The input:
PR #3500, opened 2019-07-02
Remove ARCH_HAVE_NESTED_INTERRUPT macro

drashti304:
Removing ARCH_HAVE_NESTED_INTERRUPT macro for nested interrupt
    as not all arm architecture supports it


seinfra:
Target : [24cf84be6d6ecd93fdc82ae741147350bf19a1be] - Code Rule Check (C++) OK.

seinfra:
Target : [24cf84be6d6ecd93fdc82ae741147350bf19a1be] - Code Rule Check OK.

build/configs/qemu/tc_64k/defconfig
```diff
@@ -246,7 +246,6 @@ CONFIG_BOARD_LOOPSPERMSEC=4531
 #
 CONFIG_ARCH_HAVE_INTERRUPTSTACK=y
 CONFIG_ARCH_INTERRUPTSTACK=0
-CONFIG_ARCH_HAVE_NESTED_INTERRUPT=y
```
sijupunnnoose: Should we remove this?? Did you test on qemu?

sunghan-chang:
@drashti304 As @sijupunnnoose said, I also think this should not be deleted. But this should be selected by architecture which supports nvic.
I mean
for example, if it is implemented on cortex-m7 only, cortex-m7 config only have `select ARCH_HAVE_NESTED_INTERRUPT`. Currently it is selected by arm, but you didn't implement the nvic on all of arm we support.

drashti304:
> @drashti304 As @sijupunnnoose said, I also think this should not be deleted. But this should be selected by architecture which supports nvic.
> I mean
> for example, if it is implemented on cortex-m7 only, cortex-m7 config only have `select ARCH_HAVE_NESTED_INTERRUPT`. Currently it is selected by arm, but you didn't implement the nvic on all of arm we support.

Directions for this task: The expected response is the entire listing, repeated word for word.

Written response:
PR #3500, opened 2019-07-02
Remove ARCH_HAVE_NESTED_INTERRUPT macro

drashti304:
Removing ARCH_HAVE_NESTED_INTERRUPT macro for nested interrupt
    as not all arm architecture supports it


seinfra:
Target : [24cf84be6d6ecd93fdc82ae741147350bf19a1be] - Code Rule Check (C++) OK.

seinfra:
Target : [24cf84be6d6ecd93fdc82ae741147350bf19a1be] - Code Rule Check OK.

build/configs/qemu/tc_64k/defconfig
```diff
@@ -246,7 +246,6 @@ CONFIG_BOARD_LOOPSPERMSEC=4531
 #
 CONFIG_ARCH_HAVE_INTERRUPTSTACK=y
 CONFIG_ARCH_INTERRUPTSTACK=0
-CONFIG_ARCH_HAVE_NESTED_INTERRUPT=y
```
sijupunnnoose: Should we remove this?? Did you test on qemu?

sunghan-chang:
@drashti304 As @sijupunnnoose said, I also think this should not be deleted. But this should be selected by architecture which supports nvic.
I mean
for example, if it is implemented on cortex-m7 only, cortex-m7 config only have `select ARCH_HAVE_NESTED_INTERRUPT`. Currently it is selected by arm, but you didn't implement the nvic on all of arm we support.

drashti304:
> @drashti304 As @sijupunnnoose said, I also think this should not be deleted. But this should be selected by architecture which supports nvic.
> I mean
> for example, if it is implemented on cortex-m7 only, cortex-m7 config only have `select ARCH_HAVE_NESTED_INTERRUPT`. Currently it is selected by arm, but you didn't implement the nvic on all of arm we support.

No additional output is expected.